Here is a  short word on creation for Bereishit, this last week’s Torah portion. There we read, “And God said: ‘Let there be light.’ And there was light. ” (Genesis 1:3) Time and again throughout the story of creation we read how the spoken word creates. It is hard to conceptualize how this worked. How could sound cause matter to come into existence?

According to my simplistic understanding of the Big Bang Theory this is exactly what happened. Reality as we know it started with a huge noise with the expansion of matter. So far beyond and before any notions of logos, there was the first sound. From the sound of a pin dropping to Beethoven’s 9th that sound of creation has been in the background.  It is hard to conceptualize this inaudible sound like that.

It might be easier to visualize it. So we turn our attention to  cymatics, the study of visible sound and vibration. Typically the surface of a plate or something  is vibrated and different patterns emerge depending on the geometry of the plate and the driving frequency. Take a look at this short TED talk, it will explain a lot.

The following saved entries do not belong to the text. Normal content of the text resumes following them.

PR #2003, opened 2020-12-14
thuang-1981-feedback

tihuan:
Wanted to see if this makes sense 😄 Thank you!

### DIFF
--- a/client/src/actions/annotation.js
+++ b/client/src/actions/annotation.js
@@ -325,15 +325,12 @@ export const saveObsAnnotationsAction = () => async (dispatch, getState) => {
   const state = getState();
   const { annotations, autosave } = state;
   const { dataCollectionNameIsReadOnly, dataCollectionName } = annotations;
-  const {
-    lastSavedAnnoMatrix,
-    saveInProgress,
-    exponentialBackoffFetch,
-  } = autosave;
+  const { lastSavedAnnoMatrix, exponentialBackoffFetch } = autosave;
 
   const annoMatrix = state.annoMatrix.base();
 
-  if (saveInProgress || annoMatrix === lastSavedAnnoMatrix) return;
+  if (annoMatrix === lastSavedAnnoMatrix) return;
+
   if (!needToSaveObsAnnotations(annoMatrix, lastSavedAnnoMatrix)) {
     dispatch({
       type: "writable obs annotations - save complete",
@@ -357,6 +354,7 @@ export const saveObsAnnotationsAction = () => async (dispatch, getState) => {
     !dataCollectionNameIsReadOnly && !!dataCollectionName
       ? `?annotation-collection-name=${encodeURIComponent(dataCollectionName)}`
       : "";
+
   try {
     const response = await exponentialBackoffFetch(
       annoMatrix,
@@ -370,6 +368,7 @@ export const saveObsAnnotationsAction = () => async (dispatch, getState) => {
         credentials: "include",
       }
     );
+
     if (response.ok) {
       dispatch({
         type: "writable obs annotations - save complete",
--- a/client/src/actions/annotation.js
+++ b/client/src/actions/annotation.js
@@ -366,7 +366,11 @@ export const saveObsAnnotationsAction = () => async (dispatch, getState) => {
           "Content-Type": "application/octet-stream",
         }),
         credentials: "include",
-      }
+      },
+      // DEBUG
+      // DEBUG
+      // DEBUG
+      Math.floor(Math.random() * 100)
     );
 
     if (response.ok) {
--- a/client/src/components/autosave/index.js
+++ b/client/src/components/autosave/index.js
@@ -38,8 +38,8 @@ class Autosave extends React.Component {
   }
 
   tick = () => {
-    const { dispatch, saveInProgress } = this.props;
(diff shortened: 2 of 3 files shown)


client/src/actions/annotation.js
```diff
@@ -325,15 +325,12 @@ export const saveObsAnnotationsAction = () => async (dispatch, getState) => {
   const state = getState();
   const { annotations, autosave } = state;
   const { dataCollectionNameIsReadOnly, dataCollectionName } = annotations;
-  const {
-    lastSavedAnnoMatrix,
-    saveInProgress,
-    exponentialBackoffFetch,
-  } = autosave;
+  const { lastSavedAnnoMatrix, exponentialBackoffFetch } = autosave;
```
tihuan, line 328: remove `saveInProgress` from `if (saveInProgress || annoMatrix === lastSavedAnnoMatrix) return;`, so `exponentialBackoffFetch()` gets called synchronously to allow either cancel timeout if `hash` has changed, or just return the resolved/rejected promise

client/src/components/autosave/index.js
```diff
@@ -38,8 +38,8 @@ class Autosave extends React.Component {
   }
 
   tick = () => {
-    const { dispatch, saveInProgress } = this.props;
-    if (this.needToSave() && !saveInProgress) {
```
tihuan, line 42: limit the knowledge and responsibility of `tick()` to only checking `this.needToSave()`, since `exponentialBackoffFetch()` already knows to return inflight promise

Additionally, we rely on `tick()` to invoke `exponentialBackoffFetch()` to cancel timeout if `hash` changes

client/src/components/autosave/index.js
```diff
@@ -52,10 +52,13 @@ class Autosave extends React.Component {
 
   statusMessage() {
     const { error, saveInProgress } = this.props;
+
+    if (saveInProgress) return `Saving...`;
```
tihuan, line 56: show `Saving...` first, so we show the correct saving state in the following condition:

1. After a hash fails to save after 3 retries (which populates error state) 
1. We make a new change 
1. Save status is now `Saving...` again instead of `Autosave error: Foo`

client/src/util/exponentialBackoffFetch.js
```diff
@@ -1,68 +1,56 @@
 export default function createBackoffFetch(retryTimes = 3) {
   let prevHash = null;
   let retryCount = 0;
-  let response = null;
```
tihuan, line 4: since we already capture `promise` and `resolve/reject` it accordingly, the `promise` will store its `success/error` state for us!

client/src/util/exponentialBackoffFetch.js
```diff
@@ -1,68 +1,56 @@
...
 
   return (hash, ...fetchArgs) => {
     if (prevHash !== hash) {
       prevHash = hash;
       retryCount = 0;
-      response = null;
-      error = null;
+
+      if (timeoutId) {
+        clearTimeout(timeoutId);
```
tihuan, line 13: clearing timeout when hash changes

client/src/util/exponentialBackoffFetch.js
```diff
@@ -28,29 +28,43 @@ export default function createBackoffFetch(retryTimes = 3) {
...
-          } catch (error) {
-            if (retryCount === retryTimes) {
-              reject(error);
-            }
-
-            retryCount += 1;
+        if (retryCount === 0) {
+          fetchAndHandle();
+          // delay amount (3.5, 17.5, 87.5, 437.5 seconds)
+        } else timeoutId = setTimeout(fetchAndHandle, 700 * 5 ** retryCount);
```
seve, line 34: Not timing out the first call

client/src/util/exponentialBackoffFetch.js
```diff
@@ -28,29 +28,43 @@ export default function createBackoffFetch(retryTimes = 3) {
...
+      }
+      async function fetchAndHandle() {
+        try {
+          promise.response = await mockFetch(...fetchArgs);
```
seve, line 38: Just adding the response as an attribute of the promise itself

client/src/util/exponentialBackoffFetch.js
```diff
@@ -28,29 +28,43 @@ export default function createBackoffFetch(retryTimes = 3) {
...
 
-            delayFetch();
+          if (promise.response.ok || retryCount === retryTimes) {
+            resolve(promise.response);
           }
```
seve: Early exit if this is the last retry

client/src/util/exponentialBackoffFetch.js
```diff
@@ -28,29 +28,43 @@ export default function createBackoffFetch(retryTimes = 3) {
...
-          // delay amount (3.5, 17.5, 87.5, 437.5 seconds)
-        }, retryCount * 700 * 5 ** retryCount);
+          console.log("success", fetchArgs[2]);
+        } catch (error) {
+          console.log("error", fetchArgs[2]);
+          if (retryCount === retryTimes) {
+            reject(error);
+          }
```
seve, line 48: We're only going to serve fetch API error if it's the one that pushes us over the retry amounts.  (Maybe we serve a list of fall the errors instead?)

seve (approved):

Visualizing sound gives us insight into the very nature of existence. It is no surprise that revelation at Sinai was described as seeing the sound of thunder (Exodus 20:15). The experience of synesthesia seems essential to the human experience. This experience itself might be the link between the Big Bang Theory, the Divine utterance that caused creation, the revelation of the Torah,  and the  image I see every morning when Emunah, our 2-year-old wakes me before dawn. Even though it is dark out, it is quite a sight. I feel blessed to be part of that world that she is creating with her uttering the word Abba.